Bregman Divergences from Comparative Convexity

Abstract

Comparative convexity is a generalization of ordinary convexity based on abstract means instead of arithmetic means. We define and study the Bregman divergences with respect to comparative convexity. As an example, we consider the convexity induced by quasi-arithmetic means, report explicit formulas, and show that those Bregman divergences are equivalent to conformal ordinary Bregman divergences on monotone embeddings.

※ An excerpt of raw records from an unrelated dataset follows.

PR #744, opened 2024-06-11
Add changelog for v16.3.1

yuvipanda:
While trying to get a fix out for https://github.com/jupyterhub/oauthenticator/security/advisories/GHSA-gprj-3p75-f996, instead of making a backported release, I released from main. This was a mistake, but not a costly one. As I start doing more releases, I'll get better.

I could not get github-activity to work, so I manually constructed the changelog to the best of my ability. I reported the issue upstream in https://github.com/executablebooks/github-activity/issues/96.


yuvipanda:
Given that I made the release already, I'll say 'mea culpa' and merge this myself, since I want people to be able to see a changelog when they look. I'll get better at making releases, I swear.

minrk:
Sorry for the trouble, and thanks for making the release!

PR #748, opened 2024-07-26
[Google] Add switch to strip domain from username

### LINKED ISSUE #733: [Google] Decouple `hosted_domain` from domain stripping usernames
Currently, if `GoogleOAuthenticator.hosted_domain` is configured to a list with a single domain, the username is stripped of that domain. If another hosted_domain is added, no domains are stripped from the usernames etc.

This is a fragile configuration, where a change to `hosted_domain` for authorization purposes leads to changes in usernames. We should make sure those changes are decoupled from each other I think.

This isn't an urgent issue or something we need to fix, but I wanted it represented as a GitHub issue for now.

0mar:
Taking a stab at #733. 

I added a switch to the Google OAuthenticator to explicitly indicate whether domains should be stripped, which by default is set to False. If set to True, domain names will be stripped, and if in addition there are multiple domains specified, a warning will be produced. Perhaps this should be an error instead?

Closes #733

### DIFF
--- a/oauthenticator/google.py
+++ b/oauthenticator/google.py
@@ -118,7 +118,7 @@ class GoogleOAuthenticator(OAuthenticator, GoogleOAuth2Mixin):
 
     @default('strip_domain')
     def _strip_if_single_domain(self):
-        return len(self.hosted_domain) > 1
+        return len(self.hosted_domain) <= 1
 
     @validate('strip_domain')
     def _check_multiple_hosted_domain(self, strip_domain):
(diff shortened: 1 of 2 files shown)


manics:
Thanks for working on this. At the moment it's going to silently break most existing users who only have a single domain. Even if we highlight it in a changelog it's likely to be missed.

I can think of two options:
- never strip the domain if there are multiple domains, so this new parameter only affects single domains and defaults to the current behaviour.
- use a dynamic default (you can use a traitlets default method to set this) so if it's not set by the admin the behaviour is unchanged from the current.

0mar:
Thanks for the feedback. The second option sounds like it covers the most use cases, so I've gone with that one

GeorgianaElena (approved):
This looks good to me @0mar! Thank you for fixing it.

A Quasi-arithmetic to Ordinary Convexity Criterion

Lemma 1

( \((\rho ,\tau )\) -convexity \(\leftrightarrow \) ordinary convexity [1]). Let \(\rho :I\rightarrow \mathbb {R}\) and \(\tau :J\rightarrow \mathbb {R}\) be two continuous and strictly monotone real-valued functions with \(\tau \) increasing, then function \(F:I\rightarrow J\) is \((\rho ,\tau )\)-convex iff function \(G=F_{\rho ,\tau } = \tau \circ F\circ \rho ^{-1}\) is (ordinary) convex on \(\rho (I)\).

Proof

Let us rewrite the \((\rho ,\tau )\)-convexity midpoint inequality as follows:

$$\begin{aligned} F(M_\rho (x,y))\le & {} M_\tau (F(x),F(y)),\\ F\left( \rho ^{-1}\left( \frac{\rho (x)+\rho (y)}{2}\right) \right)\le & {} \tau ^{-1}\left( \frac{\tau (F(x))+\tau (F(y))}{2}\right) , \end{aligned}$$

Since \(\tau \) is strictly increasing, we have:

$$\begin{aligned} (\tau \circ F\circ \rho ^{-1}) \left( \frac{\rho (x)+\rho (y)}{2}\right) \le \frac{(\tau \circ F)(x)+(\tau \circ F)(y)}{2}. \end{aligned}$$

(17)

Let \(u=\rho (x)\) and \(v=\rho (y)\) so that \(x=\rho ^{-1}(u)\) and \(y=\rho ^{-1}(v)\) (with \(u,v\in \rho (I)\)). Then it comes that:

$$\begin{aligned} (\tau \circ F\circ \rho ^{-1})\left( \frac{u+v}{2}\right) \le \frac{(\tau \circ F\circ \rho ^{-1})(u)+(\tau \circ F\circ \rho ^{-1})(v)}{2}. \end{aligned}$$

(18)

This last inequality is precisely the ordinary midpoint convexity inequality for function \(G=F_{\rho ,\tau }=\tau \circ F\circ \rho ^{-1}\). Thus a function F is \((\rho ,\tau )\)-convex iff \(G=\tau \circ F\circ \rho ^{-1}\) is ordinary convex, and vice-versa.